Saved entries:
* * *

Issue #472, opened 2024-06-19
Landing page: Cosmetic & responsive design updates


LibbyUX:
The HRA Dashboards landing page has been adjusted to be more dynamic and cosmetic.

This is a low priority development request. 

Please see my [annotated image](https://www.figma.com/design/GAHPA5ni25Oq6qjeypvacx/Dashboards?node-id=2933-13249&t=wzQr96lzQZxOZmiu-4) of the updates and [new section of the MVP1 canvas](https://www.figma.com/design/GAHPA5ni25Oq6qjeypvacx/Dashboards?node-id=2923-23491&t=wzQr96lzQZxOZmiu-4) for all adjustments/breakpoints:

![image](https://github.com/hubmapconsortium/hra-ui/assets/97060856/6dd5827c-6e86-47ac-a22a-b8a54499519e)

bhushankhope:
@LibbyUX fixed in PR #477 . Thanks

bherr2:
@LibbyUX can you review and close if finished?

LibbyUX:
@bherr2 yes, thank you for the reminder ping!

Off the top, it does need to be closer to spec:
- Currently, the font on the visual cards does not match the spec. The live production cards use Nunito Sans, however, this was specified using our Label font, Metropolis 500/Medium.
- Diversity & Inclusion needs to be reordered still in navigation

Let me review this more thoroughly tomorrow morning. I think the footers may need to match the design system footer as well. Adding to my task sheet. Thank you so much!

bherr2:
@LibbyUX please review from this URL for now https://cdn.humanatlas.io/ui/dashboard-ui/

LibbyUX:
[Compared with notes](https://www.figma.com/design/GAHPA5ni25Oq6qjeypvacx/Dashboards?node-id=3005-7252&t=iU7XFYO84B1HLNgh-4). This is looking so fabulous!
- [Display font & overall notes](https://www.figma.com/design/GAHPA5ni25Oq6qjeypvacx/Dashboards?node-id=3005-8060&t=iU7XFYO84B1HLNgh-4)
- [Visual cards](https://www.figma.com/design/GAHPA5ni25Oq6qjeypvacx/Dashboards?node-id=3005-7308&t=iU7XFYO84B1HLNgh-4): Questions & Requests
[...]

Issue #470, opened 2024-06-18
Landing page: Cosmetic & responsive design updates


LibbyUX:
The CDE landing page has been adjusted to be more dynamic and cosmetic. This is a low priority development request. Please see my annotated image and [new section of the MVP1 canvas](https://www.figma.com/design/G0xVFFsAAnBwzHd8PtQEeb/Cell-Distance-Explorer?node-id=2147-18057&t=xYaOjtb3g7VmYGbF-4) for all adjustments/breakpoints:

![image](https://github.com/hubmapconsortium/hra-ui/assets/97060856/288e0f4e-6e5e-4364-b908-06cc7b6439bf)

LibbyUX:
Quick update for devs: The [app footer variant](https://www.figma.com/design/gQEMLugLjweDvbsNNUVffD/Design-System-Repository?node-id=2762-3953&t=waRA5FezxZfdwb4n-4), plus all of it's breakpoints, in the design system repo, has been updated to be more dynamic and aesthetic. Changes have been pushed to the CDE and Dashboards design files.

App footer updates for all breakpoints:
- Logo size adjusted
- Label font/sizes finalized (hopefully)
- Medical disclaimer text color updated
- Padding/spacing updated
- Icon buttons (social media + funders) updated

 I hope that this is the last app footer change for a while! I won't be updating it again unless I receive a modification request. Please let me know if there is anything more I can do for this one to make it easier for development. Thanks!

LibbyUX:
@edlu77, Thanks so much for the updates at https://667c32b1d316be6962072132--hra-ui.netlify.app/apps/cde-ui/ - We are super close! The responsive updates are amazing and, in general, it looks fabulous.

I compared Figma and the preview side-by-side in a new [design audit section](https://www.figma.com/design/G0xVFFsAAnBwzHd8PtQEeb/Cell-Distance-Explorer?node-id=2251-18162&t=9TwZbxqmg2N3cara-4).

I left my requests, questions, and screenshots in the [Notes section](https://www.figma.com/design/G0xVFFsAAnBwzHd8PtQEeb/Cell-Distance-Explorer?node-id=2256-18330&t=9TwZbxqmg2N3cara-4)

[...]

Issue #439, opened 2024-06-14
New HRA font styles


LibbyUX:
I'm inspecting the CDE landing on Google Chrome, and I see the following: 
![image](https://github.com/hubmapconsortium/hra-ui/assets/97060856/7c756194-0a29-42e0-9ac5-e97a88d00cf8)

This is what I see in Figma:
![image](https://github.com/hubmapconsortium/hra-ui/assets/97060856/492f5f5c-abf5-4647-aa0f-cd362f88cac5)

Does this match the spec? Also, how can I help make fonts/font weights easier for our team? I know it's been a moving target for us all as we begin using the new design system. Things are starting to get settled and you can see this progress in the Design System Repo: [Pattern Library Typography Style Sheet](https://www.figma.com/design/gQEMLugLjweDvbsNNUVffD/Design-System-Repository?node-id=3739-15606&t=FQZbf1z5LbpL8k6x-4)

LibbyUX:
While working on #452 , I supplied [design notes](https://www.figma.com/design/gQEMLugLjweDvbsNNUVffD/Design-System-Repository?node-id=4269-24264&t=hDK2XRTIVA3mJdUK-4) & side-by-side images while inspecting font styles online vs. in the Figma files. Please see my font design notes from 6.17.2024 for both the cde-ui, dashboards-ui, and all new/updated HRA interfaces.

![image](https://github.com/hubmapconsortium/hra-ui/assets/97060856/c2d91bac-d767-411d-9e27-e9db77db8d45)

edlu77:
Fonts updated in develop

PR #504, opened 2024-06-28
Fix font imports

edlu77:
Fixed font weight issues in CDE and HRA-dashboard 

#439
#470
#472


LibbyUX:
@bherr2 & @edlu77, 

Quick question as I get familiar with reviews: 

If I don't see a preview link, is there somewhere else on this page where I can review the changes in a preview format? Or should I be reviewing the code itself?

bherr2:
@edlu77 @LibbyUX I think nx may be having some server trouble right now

* * *

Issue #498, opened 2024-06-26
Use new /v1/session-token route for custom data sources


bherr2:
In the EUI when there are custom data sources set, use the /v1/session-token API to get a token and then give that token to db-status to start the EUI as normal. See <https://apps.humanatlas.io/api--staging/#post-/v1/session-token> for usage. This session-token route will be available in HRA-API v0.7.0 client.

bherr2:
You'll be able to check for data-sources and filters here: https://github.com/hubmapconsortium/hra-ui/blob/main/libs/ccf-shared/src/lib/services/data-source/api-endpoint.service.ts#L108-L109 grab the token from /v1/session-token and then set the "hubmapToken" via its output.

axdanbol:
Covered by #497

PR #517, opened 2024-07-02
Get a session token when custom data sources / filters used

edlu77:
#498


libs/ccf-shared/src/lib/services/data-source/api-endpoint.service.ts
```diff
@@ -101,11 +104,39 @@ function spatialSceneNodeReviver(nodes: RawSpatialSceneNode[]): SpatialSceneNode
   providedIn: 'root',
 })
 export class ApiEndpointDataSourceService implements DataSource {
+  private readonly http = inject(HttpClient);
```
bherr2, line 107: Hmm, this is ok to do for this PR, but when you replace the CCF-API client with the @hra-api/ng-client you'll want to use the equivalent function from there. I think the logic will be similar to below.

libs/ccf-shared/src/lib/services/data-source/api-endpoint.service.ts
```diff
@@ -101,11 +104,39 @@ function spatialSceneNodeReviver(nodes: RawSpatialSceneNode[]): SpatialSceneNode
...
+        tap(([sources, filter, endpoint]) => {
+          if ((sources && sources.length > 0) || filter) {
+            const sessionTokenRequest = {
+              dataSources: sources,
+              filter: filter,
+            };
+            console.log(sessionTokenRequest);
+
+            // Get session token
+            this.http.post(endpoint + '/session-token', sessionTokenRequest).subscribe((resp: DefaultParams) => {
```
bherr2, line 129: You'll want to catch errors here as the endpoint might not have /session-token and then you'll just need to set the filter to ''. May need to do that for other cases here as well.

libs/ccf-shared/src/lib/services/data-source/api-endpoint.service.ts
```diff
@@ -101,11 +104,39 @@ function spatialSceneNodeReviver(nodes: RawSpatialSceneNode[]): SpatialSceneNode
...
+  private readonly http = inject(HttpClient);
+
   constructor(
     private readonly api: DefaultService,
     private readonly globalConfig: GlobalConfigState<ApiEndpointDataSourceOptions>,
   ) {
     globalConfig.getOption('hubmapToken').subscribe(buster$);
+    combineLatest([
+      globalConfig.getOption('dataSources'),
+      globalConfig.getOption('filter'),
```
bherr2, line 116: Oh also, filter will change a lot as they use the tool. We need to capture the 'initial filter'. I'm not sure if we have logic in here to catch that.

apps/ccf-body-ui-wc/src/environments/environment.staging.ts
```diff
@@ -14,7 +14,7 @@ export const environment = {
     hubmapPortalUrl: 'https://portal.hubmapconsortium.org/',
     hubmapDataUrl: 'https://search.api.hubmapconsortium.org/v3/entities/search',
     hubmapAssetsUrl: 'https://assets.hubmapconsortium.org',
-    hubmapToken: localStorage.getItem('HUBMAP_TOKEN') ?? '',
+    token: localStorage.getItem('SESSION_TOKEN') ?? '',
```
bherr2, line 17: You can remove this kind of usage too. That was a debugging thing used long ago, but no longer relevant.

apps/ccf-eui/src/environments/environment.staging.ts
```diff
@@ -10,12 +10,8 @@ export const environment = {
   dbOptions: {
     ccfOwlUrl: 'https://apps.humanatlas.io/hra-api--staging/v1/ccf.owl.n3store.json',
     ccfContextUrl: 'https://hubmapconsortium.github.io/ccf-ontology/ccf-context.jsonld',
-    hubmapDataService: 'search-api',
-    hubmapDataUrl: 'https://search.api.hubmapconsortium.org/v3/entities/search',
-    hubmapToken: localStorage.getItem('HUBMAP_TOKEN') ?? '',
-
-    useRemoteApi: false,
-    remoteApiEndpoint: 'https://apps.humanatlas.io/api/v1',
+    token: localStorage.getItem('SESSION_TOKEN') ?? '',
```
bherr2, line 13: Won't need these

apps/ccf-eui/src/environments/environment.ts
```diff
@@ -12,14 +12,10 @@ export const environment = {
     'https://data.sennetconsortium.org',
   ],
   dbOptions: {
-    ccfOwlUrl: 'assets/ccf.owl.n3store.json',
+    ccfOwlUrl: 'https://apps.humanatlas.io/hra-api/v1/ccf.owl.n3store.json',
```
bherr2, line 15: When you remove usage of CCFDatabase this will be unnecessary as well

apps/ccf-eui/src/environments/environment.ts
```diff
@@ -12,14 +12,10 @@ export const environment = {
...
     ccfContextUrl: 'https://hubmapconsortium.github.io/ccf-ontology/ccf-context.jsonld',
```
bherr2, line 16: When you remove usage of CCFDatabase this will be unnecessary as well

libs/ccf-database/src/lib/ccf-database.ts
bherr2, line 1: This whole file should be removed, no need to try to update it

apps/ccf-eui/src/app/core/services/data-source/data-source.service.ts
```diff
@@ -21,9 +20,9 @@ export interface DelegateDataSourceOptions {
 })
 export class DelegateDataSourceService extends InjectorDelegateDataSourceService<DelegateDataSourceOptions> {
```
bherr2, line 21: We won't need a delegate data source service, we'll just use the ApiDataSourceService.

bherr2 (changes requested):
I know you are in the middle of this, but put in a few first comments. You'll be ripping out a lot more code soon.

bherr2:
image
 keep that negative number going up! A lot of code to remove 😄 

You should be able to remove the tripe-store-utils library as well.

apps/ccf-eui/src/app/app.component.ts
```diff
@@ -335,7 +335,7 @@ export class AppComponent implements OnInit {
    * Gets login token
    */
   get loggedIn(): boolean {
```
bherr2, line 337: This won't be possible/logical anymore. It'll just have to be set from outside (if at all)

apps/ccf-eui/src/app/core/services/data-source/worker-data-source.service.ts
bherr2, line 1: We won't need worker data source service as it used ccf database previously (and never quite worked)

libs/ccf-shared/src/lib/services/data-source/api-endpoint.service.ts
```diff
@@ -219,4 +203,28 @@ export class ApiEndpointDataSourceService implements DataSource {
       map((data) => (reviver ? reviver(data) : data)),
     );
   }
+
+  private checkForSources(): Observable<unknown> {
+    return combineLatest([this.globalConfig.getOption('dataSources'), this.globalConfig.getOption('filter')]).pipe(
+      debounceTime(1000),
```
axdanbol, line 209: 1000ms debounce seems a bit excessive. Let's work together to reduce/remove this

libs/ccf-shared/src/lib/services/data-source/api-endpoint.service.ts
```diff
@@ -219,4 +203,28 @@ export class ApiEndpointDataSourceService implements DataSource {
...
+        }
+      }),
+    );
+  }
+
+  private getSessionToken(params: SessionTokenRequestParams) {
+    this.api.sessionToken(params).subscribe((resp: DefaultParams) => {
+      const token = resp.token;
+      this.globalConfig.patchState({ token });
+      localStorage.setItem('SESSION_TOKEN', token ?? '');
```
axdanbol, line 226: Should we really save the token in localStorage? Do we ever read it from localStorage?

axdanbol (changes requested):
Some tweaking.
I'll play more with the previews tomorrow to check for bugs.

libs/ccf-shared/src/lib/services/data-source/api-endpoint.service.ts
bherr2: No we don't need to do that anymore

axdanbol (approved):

* * *

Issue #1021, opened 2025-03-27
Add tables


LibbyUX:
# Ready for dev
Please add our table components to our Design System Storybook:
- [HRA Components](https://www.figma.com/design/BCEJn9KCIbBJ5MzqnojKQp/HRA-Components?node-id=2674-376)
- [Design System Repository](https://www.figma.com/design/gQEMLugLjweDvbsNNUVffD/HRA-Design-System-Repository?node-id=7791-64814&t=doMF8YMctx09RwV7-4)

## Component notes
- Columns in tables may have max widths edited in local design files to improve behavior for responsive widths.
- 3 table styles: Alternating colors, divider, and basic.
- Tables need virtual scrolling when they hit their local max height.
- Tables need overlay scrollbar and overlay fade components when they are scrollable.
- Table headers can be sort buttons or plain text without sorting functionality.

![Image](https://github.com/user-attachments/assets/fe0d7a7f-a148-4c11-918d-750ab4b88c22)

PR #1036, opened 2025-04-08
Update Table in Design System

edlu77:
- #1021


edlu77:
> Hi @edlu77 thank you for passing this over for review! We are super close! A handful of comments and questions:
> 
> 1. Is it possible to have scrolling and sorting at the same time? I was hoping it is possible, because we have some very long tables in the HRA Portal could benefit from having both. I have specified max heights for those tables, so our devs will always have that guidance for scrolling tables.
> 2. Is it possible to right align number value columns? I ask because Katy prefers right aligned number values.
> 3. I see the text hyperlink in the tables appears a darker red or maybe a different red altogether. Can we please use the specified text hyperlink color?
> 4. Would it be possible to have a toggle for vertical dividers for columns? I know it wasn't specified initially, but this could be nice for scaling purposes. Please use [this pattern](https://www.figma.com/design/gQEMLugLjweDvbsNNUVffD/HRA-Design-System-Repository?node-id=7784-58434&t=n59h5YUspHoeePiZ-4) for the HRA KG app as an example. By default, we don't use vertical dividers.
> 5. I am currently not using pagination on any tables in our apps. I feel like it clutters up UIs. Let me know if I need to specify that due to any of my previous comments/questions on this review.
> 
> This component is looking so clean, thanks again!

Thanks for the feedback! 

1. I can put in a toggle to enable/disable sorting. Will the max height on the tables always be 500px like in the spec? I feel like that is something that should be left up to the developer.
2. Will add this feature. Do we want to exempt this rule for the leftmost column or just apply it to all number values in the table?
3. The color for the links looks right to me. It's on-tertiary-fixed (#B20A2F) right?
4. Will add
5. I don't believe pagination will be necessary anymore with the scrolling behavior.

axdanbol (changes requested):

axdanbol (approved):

* * *

• THE TASK: In the entries above, which lines hold the string "environments"? Report all of them.

• EXERCISE RESPONSE:
apps/ccf-body-ui-wc/src/environments/environment.staging.ts
apps/ccf-eui/src/environments/environment.staging.ts
apps/ccf-eui/src/environments/environment.ts
apps/ccf-eui/src/environments/environment.ts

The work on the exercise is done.